Here, we are going to run a bunch of null check because we can't enforce proper construction of struct. This is not per se a limitation of this piece of code, simply a long standing issue that should up.

Also, there are no way to ensure that the array is going to be bound to one thread, even without shared (exception, delegate, destructor, pure return). You need at least atomic increment and/or decrement.

But worse, as this can be assigned to static variables, you need to lock the whole damn struct unless you can update it atomically. The struct is 320 bits large and it is not updatable atomically in any arch I know of.

You need a mutex.

>     size_t length()
>     {
>         return end - start;
>     }
>
>     ref E opIndex(size_t i) return // here's the magic
>     {
>         return array[start + i];
>     }
>

I have to admit, that is pretty cool. But it is only gonna work with value types.
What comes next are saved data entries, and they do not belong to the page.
PR #215, opened 2023-02-02
Many Fixes :)

edridudi:


edridudi:
Not sure about Sonatype's suggested changes.
Looks like we should ignore them.

function/src/main/java/com/bloxbean/cardano/client/function/TxOutputBuilder.java
```diff
@@ -23,6 +23,7 @@ default TxOutputBuilder and(TxOutputBuilder after) {
         };
     }
 
+    @Deprecated
     default TxBuilder buildInputs(TxInputBuilder after) {
```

>     RCArray opSlice(size_t lwr, size_t upr)
>     {
>         RCArray result = this;
>         result.start = start + lwr;
>         result.end = start + upr;
>         return result;
>     }
>

You need bound check: end <= start <= array.length .

>   private:
>     E[] array;
>     size_t start, end;
>     int* count;
> }
>

February 24, 2015
On Monday, 23 February 2015 at 22:15:54 UTC, Walter Bright wrote:
> struct RCArray(E) {
>
>     this(E[] a)
>     {
>         array = a.dup;
>         start = 0;
>         end = a.length;
>         count = new int;
>         *count = 1;
>     }
>

This may not be @safe depending on the type of E. Also, this do not really solve the garbage problem as you need a GCed slice to build the RCed slice. That mean that without a nicer way to construct this, this is not solving any problem.

Also, I guess that even if you use the GC in there, you want to make sure that the function is @nogc .

>     ~this()
>     {
>         if (count && --*count == 0)
>             delete array;
>     }
>
>     this(this)
>     {
>         if (count)
>             ++*count;
>     }
>

Here, we are going to run a bunch of null check because we can't enforce proper construction of struct. This is not per se a limitation of this piece of code, simply a long standing issue that should up.

Also, there are no way to ensure that the array is going to be bound to one thread, even without shared (exception, delegate, destructor, pure return). You need at least atomic increment and/or decrement.

But worse, as this can be assigned to static variables, you need to lock the whole damn struct unless you can update it atomically. The struct is 320 bits large and it is not updatable atomically in any arch I know of.

You need a mutex.

>     size_t length()
>     {
>         return end - start;
>     }
>
>     ref E opIndex(size_t i) return // here's the magic
>     {
>         return array[start + i];
>     }
>

I have to admit, that is pretty cool. But it is only gonna work with value types.

>     RCArray opSlice(size_t lwr, size_t upr)
>     {
>         RCArray result = this;
>         result.start = start + lwr;
>         result.end = start + upr;
>         return result;
>     }
>

You need bound check: end <= start <= array.length .

>   private:
>     E[] array;
>     size_t start, end;
>     int* count;
> }
>

Generally, this need support for other array operations, is not usable in @nogc, has threading issues, but this is a cool thing you can do with "ref return".